Ils ont vécu dans l’Aisne, ont été casernés dans l’Aisne… et sont nés partout en France

L’idée est venue en mars 2019. Le 19 mars, on commémorait le cessez-le-feu de 1962, qui mettait fin à huit ans de guerre. Par curiosité, nous avons cherché à savoir combien d’Axonais étaient morts pendant ce conflit. Un peu à l’image de ce qui s’est fait pour la Première Guerre mondiale. Beaucoup d’infographies avaient été produites autour des Poilus et de la Grande Guerre.

Notre premier réflexe a été de nous rendre sur le site du gouvernement : Mémoire des hommes. Il y a bien un onglet “Guerre d’Algérie”, mais cela ne convenait pas. Nous pensons qu’il y a eu une mise à jour depuis nos visites car impossible de se souvenir de ce qui ne convenait pas :|

Seconde idée, toujours le 19 mars : MémorialGenWeb. Là encore, un site excellent. Mais, il ne listait qu’une soixantaine de noms. Cela semblait un peu faible pour 8 années de conflit. Du moins, c’était suffisamment surprenant pour que nous prenions la décision de reporter un article sur la thématique de la guerre d’Algérie.

Entre temps, nous avions tout de même scrappé la base de données de MémorialGenWeb à l’aide de l’outil Chrome Dataminer.

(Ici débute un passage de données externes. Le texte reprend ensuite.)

PR #575, opened 2026-08-07
Add monorepo Bazel integration

snowp:


bd-client-stats/BUILD.bazel
```diff
@@ -0,0 +1,23 @@
...
+
+package(default_visibility = ["//visibility:public"])
+
+rust_library(
+    name = "bd-client-stats",
+    srcs = glob(
+        ["src/**/*.rs"],
+        exclude = ["src/bin/**/*.rs"],
+    ),
+    # logger-cli is a workspace consumer of the optional observation API. Bazel
```
mattklein123, line 12: Isn't this going to cause issues? How do we do features in this world?

logger-cli/src/bin/mcp.rs
```diff
@@ -90,6 +90,7 @@ struct SetFeatureFlagParameters {
 
 struct Tool {
   #[expect(
+    clippy::struct_field_names,
```
mattklein123: I would just allow this globally

fuzz/BUILD.bazel
```diff
@@ -0,0 +1,82 @@
+load("@crates//:defs.bzl", "all_crate_deps")
+load("@rules_rs//rs:rust_library.bzl", "rust_library")
+load("@rules_rs//rs:rust_binary.bzl", "rust_binary")
```
mattklein123: How are you going to handle rewriting the test and binary targets for clippy etc. Should these just point to root paths and not work in isolation or will you rewrite them somehow?

Cargo.toml
```diff
@@ -161,6 +161,7 @@ protobuf-json-mapping = { git = "https://github.com/bitdriftlabs/rust-protobuf.g
 rand         = "0.10.2"
 regex        = "1.13.0"
 reqwest      = { version = "0.13.4", features = ["deflate", "json"] }
+rusqlite     = "0.32.1"
```
mattklein123, line 164: Remove the other dep? This is what valve uses?

mattklein123 (approved):

fuzz/BUILD.bazel
snowp: These should be using the top level ones yeah, let me update. I'd add a lint for that at some point

bd-client-stats/BUILD.bazel
snowp: The only way to do this is to have two distinct build targets, one with and another one without. Downstreams then depend on the one they want

For most crates features are additive and just enables more code so this is fine, but for stuff that changes behavior we'll have to be a bit careful. Transitive features for first party crates isn't really supported in Bazel but it's not that common

I'll clean this up in a follow up to make it so that only logger-cli depends on the extra feature

Cargo.toml
snowp: will do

Ce n’est pas la première fois que nous en parlons, et cet outil (un add-on de Chrome), est vraiment pas mal. Pas aussi bien que OutwitHub mais il mérite d’être testé. Le webscrapping, c’est récupérer le contenu des pages d’un site Internet sous forme de tableau Excel. Pour faire simple. C’est extrêmement pratique.

Data Miner…

Finalement, nous avons trouvé LA bonne source. Celle qui permettait de connaître le nombre d’Axonais morts, ainsi que le lieu, la date et les circonstances de leur décès. MAIS AUSSI : le lieu de naissance, la date de naissance, le lieu de la sépulture, le lieu de résidence… tout. Où donc ? Auprès de la FNACA. La Fédération nationale des anciens combattants en Algérie, Maroc et Tunisie de l’Aisne (FNACA) a publié un livre, il y a plusieurs années, intitulé “Non à l’oubli, l’Aisne, un département meurtri”. C’est avec cette base que nous avons travaillé. Une base de données rédigée par Daniel Henry et Michel Le Roux. Un travail colossal. Plus de 300 pages, des centaines de noms, des fragments de vie, et des photos des combattants.

Un nom/un domicile/un lieu de naissance : il y a une base de données pour ça.

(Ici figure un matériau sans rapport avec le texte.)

PR #577, opened 2026-08-07
bd-workflows: implement type-based routing within the workflow engine 

snowp:
Instead of always evaluating all workflows for all logs, this tracks a running set of candidate workflows based
on the log type of the log. This allows us to bypass workflows whose next match transitions require a different
log type than the inbound log.

We keep a router table that provides a routing layer on top of the simple workflow list: for workflows that can be determined to require a particular log type we can filter down the considered workflows to workflows constrained to a log type + all ambiguous workflows. This is kept up to date during workflow execution, rebuilding the routing rules as the list of active runs. 

For now this is only going to apply to initial conditions due to not working with the run timeout defined on most workflows, but the initial run ends up being a very significant part of the workflows considered in practice. 

Fixes BIT-9477

### DIFF
--- a/bd-workflows/src/engine.rs
+++ b/bd-workflows/src/engine.rs
@@ -36,7 +36,7 @@ use crate::config::{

Eric Jonneau a interviewé Jean Husson. Il a fait deux ans en Algérie et son témoignage sur la guerre mérite d’être lu. Vraiment. On sent bien la difficulté de parler du conflit et une certaine amertume. Nous avons obtenu ce contact via la FNACA.

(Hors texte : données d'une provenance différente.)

PR #583, opened 2026-08-10
session: add configuration-based session APIs

snowp:
- Add a configuration-backed session strategy with optional initial ID and inactivity timeout.
- Support explicit session starts with an optional app-provided ID, notifying after durable state is updated.
- Preserve session reporting and previous-process attribution.


mattklein123 (approved):
Yay this is much much better.

PR #91, opened 2022-05-02
fix: use server_capabilities instead of resolved_capabilities

ouuan:
```
[LSP] Accessing client.resolved_capabilities is deprecated, update your plugins or configuration to access client.server_capabilities instead.The new key/value pairs in server_capabilities directly match those defined in the language server protocol
```

https://github.com/neovim/neovim/issues/14090#issuecomment-1113956767


stevearc:
LGTM, thanks!

Issue #93, opened 2022-05-03
"LSP client not attached" since pr #91


AnthonyK213:
**Describe the bug**
`AerialInfo` -> "LSP client not attached"
Since #91 

**System information**
- OS: linux
- Neovim version:0.8.0
- AerialInfo: [
Filetype: lua
Configured backends:
  lsp (not supported) [LSP client not attached]
  treesitter (supported) (attached)
Show symbols: Function, Method
]
- Aerial config:
```lua
local kbd_b = vim.api.nvim_buf_set_keymap
local ntst = { noremap = true, silent = true }

require('aerial').setup {
    backends = {
        ['_'] = { "lsp", "treesitter" },
        markdown = { 'markdown' }
    },
    close_behavior = 'close',
    manage_folds = false,
    filter_kind = {
        ['_'] = {
            "Class",
            "Constructor",
            "Enum",
            "Function",
            "Interface",
            "Module",
            "Method",
            "Struct",
        },
        lua = {
            "Function",
            "Method",
        },
    },
    highlight_closest = false,
    on_attach = function (bufnr)
        kbd_b(bufnr, 'n', '{',          '<Cmd>AerialPrev<CR>', ntst)
        kbd_b(bufnr, 'n', '}',          '<Cmd>AerialNext<CR>', ntst)
        kbd_b(bufnr, 'n', '[[',         '<Cmd>AerialPrevUp<CR>', ntst)
        kbd_b(bufnr, 'n', ']]',         '<Cmd>AerialNextUp<CR>', ntst)
        kbd_b(bufnr, 'n', '<leader>mv', '<Cmd>AerialToggle!<CR>', ntst)
        kbd_b(bufnr, 'n', '<leader>fa', '<Cmd>Telescope aerial<CR>', ntst)
    end
}

require('telescope').load_extension('aerial')
```
```lua
local custom_attach = function (client, bufnr)
    -- ...
    require('aerial').on_attach(client, bufnr)
end

```

**Additional context**
Revert to  `7c65ec6254ae6939837930b8bf31fa351c77b069`  then everything is ok.

PR #94, opened 2022-05-03
`documentSymbol` -> `documentSymbolProvider`

AnthonyK213:
#93


stevearc:
Ah, should have tested that last PR. Thanks for the fix!

PR #113, opened 2022-06-04
feat(queries): add teal support

barklan:
Thanks for great plugin! This PR adds [teal](https://github.com/teal-language/tl) (a typed dialect of Lua) language support. It's treesitter queries are analogous to Lua's.


stevearc:
Looks great! Thanks for adding tests!

PR #114, opened 2022-06-04
feat(queries): add basic yaml support

barklan:
This PR adds basic support for YAML mappings and sequences.

In aerial window it looks nice:

window

..but in Telescope picker it is not ideal and difficult to search large files:

tele
 
Seems it would be nice if `value` column contained full key path (e.g. `services.proxy.ports`, for example [yaml.nvim](https://github.com/cuducos/yaml.nvim) plugin does something like that), but I am not sure how to do that correctly or if it's in the scope of this plugin.

### DIFF
--- a/lua/aerial/backends/treesitter/language_kind_map.lua
+++ b/lua/aerial/backends/treesitter/language_kind_map.lua
@@ -122,4 +122,8 @@ return {
   vim = {
     function_definition = "Function",
   },
+  yaml = {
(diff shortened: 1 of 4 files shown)


stevearc:
Looks great, thanks for the PR!

I added a30aa7991689545f4ee2259c4f44466d15952672 to show the full path to the symbol in the telescope picker. I believe that will do what you want.

PR #119, opened 2022-06-26
close_on_select should not close aerial on preview

WieeRd:
When `close_on_select` is set to true,  
aerial gets closed even when trying to preview the symbol definition with `}`, `{`, or `p`.  

Not very useful when just browsing through code using aerial,  
as this makes it impossible to actually "preview" the symbol definition.  

I think this option would be much more useful if it only closes aerial on "jump".  
(`<CR>`, `<C-v>`, `<C-s>`)


stevearc:
Makes sense to me. Thanks for the PR!

PR #131, opened 2022-08-03
Add support for Shoulda Context

threedaymonk:
[Shoulda](https://github.com/thoughtbot/shoulda) provides a similar test structuring DSL to that of RSpec. I'm working on a venerable project that uses Shoulda extensively, and it really helps to be able to move around the test files in a structured way.

This PR:

- Extends the block methods with those [defined by Shoulda Context](https://github.com/thoughtbot/shoulda-context) (`context`, `should`, etc.)
- Adds support for the one-line syntax available in Shoulda (e.g. `should validate_presence_of(:first_name)`)
- Incidentally fixes and adds test coverage for RSpec blocks with an optional argument (`before :all do`).

And as the list of methods became absurdly long, I've broken it across three lines.


stevearc (changes requested):
Thanks for the PR! Would you be able to add some tests to [ruby_spec.lua](https://github.com/stevearc/aerial.nvim/blob/master/tests/treesitter/ruby_spec.lua)? It doesn't have to cover all the cases, maybe just a normal "context" -> "should" block, and then something to cover the inline case you mentioned.

threedaymonk:
Gladly! I didn't realise there were tests, my bad.

threedaymonk:
@stevearc Is there any documentation of what's needed to run the tests? It doesn't work out the box, and even if I wrangle the `runtimepath` in `minimal_init.lua` to add the Plenary and Treesitter plugins, the tests themselves all die with the same error:

```
...
tree-sitter-typescript-49e82b1bce36d6046df911901684cd66b5345d58/examples/
tree-sitter-typescript-49e82b1bce36d6046df911901684cd66b5345d58/examples/parser.ts
nvim-treesitter[tsx]: Error during tarball extraction.
gzip: stdin: unexpected end of file
tar: Unexpected EOF in archive
tar: Unexpected EOF in archive
tar: Error is not recoverable: exiting now
```

stevearc:
The tests _should_ just require plenary and nvim-treesitter. You can see what I'm installing in the CI here: https://github.com/stevearc/aerial.nvim/blob/master/.github/workflows/install_nvim.sh

I'm also using the `run_tests.sh` script to run them, but it's more of a convenience wrapper.

If you do have a lot of trouble running locally, you can always fall back to the "make a change, commit, push" and let github actions run the tests for you.

threedaymonk:
That was a useful exercise, because it made me realise that `setup` and `teardown` were being duplicated (`setup setup`), although it took me a long time to understand that the reason they were duplicated, and `before`/`after` weren't, was that the latter were being treated as a special case in `extensions.lua`.

In the course of doing so, I discovered a bug with the existing implementation of `before` and `after`. These can take an optional argument:

```ruby
before :all do
end
```

but this case appeared as just `:all`. The changes I made to `extensions.lua` incidentally fix this, but I've altered the test to cover this case.

lua/aerial/backends/treesitter/extensions.lua
```diff
@@ -139,7 +139,7 @@ M.ruby = {
     local method = (utils.get_at_path(match, "method") or {}).node
     if method then
       local fn = get_node_text(method, bufnr) or "<parse error>"
-      if fn ~= "before" and fn ~= "after" then
+      if fn ~= item.name then
```
threedaymonk, line 142: When there is no argument, `@method` and `@name` are the same. This implementation is both simpler than listing every method, and fixes optional arguments in `before` and `after`.

stevearc (approved):
Great work! Thanks for adding the tests!

PR #135, opened 2022-08-06
Support for Java fields

magidc:
I have extended Treessiter queries for java to capture Java fields. I have also extended Java test case file


queries/java/aerial.scm
```diff
@@ -9,3 +9,9 @@
 
 (enum_declaration
   name: (identifier) @name) @type
+
+(field_declaration
+  type: [(integral_type) (type_identifier) (boolean_type)] @java_type
```
stevearc, line 14: nit: remove the `@java_type` capture group; I don't think it's used

tests/treesitter/java_spec.lua
```diff
@@ -41,15 +41,33 @@ describe("treesitter java", function()
...
+            end_col = 22,
+          },
+          {
+            kind = "Field",
+            name = "field_2",
+            level = 1,
+            lnum = 8,
+            col = 2,
+            end_lnum = 8,
+            end_col = 21,
```
stevearc, line 60: Looks like tests expect this to be 24

stevearc (changes requested):
Awesome, thanks for the PR! Couple small nits and it'll be good to merge

tests/treesitter/java_spec.lua
magidc: yep, it should be 24, my fault

stevearc:
Thanks again!

magidc:
Thank you for developing Aerial! That was my first time dealing with TS queries

Issue #139, opened 2022-08-17
Scala treesitter support


mpasa:
It would be nice to have basic Scala support for Aerial. I can take some time checking how this is implemented and send a PR for the base constructs myself.

**Language**: scala

Please provide a minimal file in your language that includes all of the language constructs that you would like to see listed by aerial. Here is an example for lua: [lua_test.lua](https://github.com/stevearc/aerial.nvim/blob/master/tests/treesitter/lua_test.lua). Examples for other languages are in the same directory.

```
object Object {
  def foo(x: Int): Int = {
    5
  }
}

trait Trait {
  def foo(x: Int): Unit
}

class C {
  def foo(x: Int): Unit = {
    ???
  }
  def bar(x: Int): Unit = {
    ???
  }
}
```

If it is not obvious how each of the language constructs should map to a [LSP SymbolKind](https://microsoft.github.io/language-server-protocol/specifications/specification-3-17/#symbolKind), please specify which SymbolKind to use for each of them.

mpasa:
Sent a PR for basic support on https://github.com/stevearc/aerial.nvim/pull/140

stevearc:
Is there additional support that you need for Scala, or can I close out this issue?

PR #140, opened 2022-08-17
Add basic Scala treesitter support

mpasa:
Adding basic support for the Scala language, solving https://github.com/stevearc/aerial.nvim/issues/139. It can potentially be extended, as this version only supports traits, objects, classes, and functions.


stevearc:
Awesome, thanks for the PR and for adding tests!

PR #143, opened 2022-08-22
feat: return line and column number for each symbol in get_location API

### LINKED ISSUE #142: Feature Request: `get_location` include line and column for each symbol
Thank you for all your hard work on Aerial! It has been a great help in my set up. I'm currently working on a fairly complicated `winbar` set up that I would like to allow me to click on a symbol and go to its location in the file. I was browsing through the code and saw that each symbol for navigation stores their line number and column number. Would it be possible to get that information passed as well when I get the table of symbols from the `get_location` function? This would allow me to dynamically build functions to control where to navigate when I click a symbol in my `winbar`. I'm not sure if there is any other type of metadata that would be useful to provide access to when you call the `get_location` function to get the current context, but this is one that I think is very useful.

Pour ce qui est de l’ouvrage et de la base de données. Le livre dénombre 297 Axonais morts en Algérie. C’est plus que ce que nous avions trouvé jusque-là. Pourquoi ? Car la FNACA a recensé ceux qui ont vécu dans l’Aisne. Pas seulement les personnes nées dans le département. Mais ceux qui y ont vécu. Soit pour des besoins militaires (garnisons), soit… pour la vie quotidienne. Un déménagement est si vite arrivé. Ce qui est, à notre avis, très riche humainement. Nous avons des personnes nées en Pologne, venues en France, dans l’Aisne, et morts en Algérie. Ce chemin de vie est notable.

En revanche, tout n’est pas arrivé clef en main. Voici un aperçu de ce que nous avions :

La base de la FNACA, et ses 312 lignes.

On peut le voir, il y a plusieurs soucis. D’abord, certaines cellules sont regroupées. Deux cellules pour une info, avec des retours à la ligne... Nous avions donc 312 lignes pour 297 noms. Il fallait nettoyer cela. De plus, il manque beaucoup de choses : grade, lieu de décès, l’âge de décès, la date de naissance… Nous avons donc feuilleté le livre pour fabriquer un tableau Excel complet.

Puis, nous avons calculé le nombre de décès par année de conflit, déterminé le mois le plus meurtrier, l’âge des disparus… La formule de calcul d’occurrences est, ici, utile (=NB.SI(A:A;A2) si vous voulez connaître le nombre d’occurrences de la valeur A2 dans la colonne A).

Les barres, c’est le bien.

Plus techniques : les lieux de décès et de naissance. Il fallait localiser ces points sur une carte. Pour les lieux de naissance, peu de souci. On utilise Geocode by awesome table. Un add-on dans Google Sheet. Il a plutôt bien fonctionné et nous avons obtenu les coordonnées latitude et longitude des communes de naissance des soldats.

Mais au moment de retranscrire ceci sur notre carte, nous avons dû faire quelques modifications. Plus d’une dizaine de soldats sont nés à Saint-Quentin. Or, Geocode ne fait pas de différence. Il enregistre la latitude et longitude de Saint-Quentin 10 fois et s’arrête là. Nous avons donc modifié manuellement les résultats afin de faire apparaître dix points à Saint-Quentin. Nous n’avions pas l’adresse de naissance des soldats, aussi avons nous placé quelque peu aléatoirement les points. Ce faisant, la carte reste lisible et fidèle au nombre de disparus. Pour cela, nous avons utilisé coordonnees-gps.fr. Ce site est un ami. Mais une vraie difficulté demeurait.

Un ami…

Le moment le plus complexe a été de localiser les lieux de décès. Situer Alger, Oran, Orleansville, c’est facile. Mais Douar Boumad… Ou encore Oued Tamza, Ihaggarene et beaucoup d’autres : voilà un défi. Certains lieux ont changé de noms depuis la guerre. Il a fallu chercher, pour chacun des bugs de Gecode by Awesome Table, les bons endroits. L’add-on trouvait deux coordonnées différentes pour un même lieu. Parfois, il plaçait Alger à 5 endroits différents…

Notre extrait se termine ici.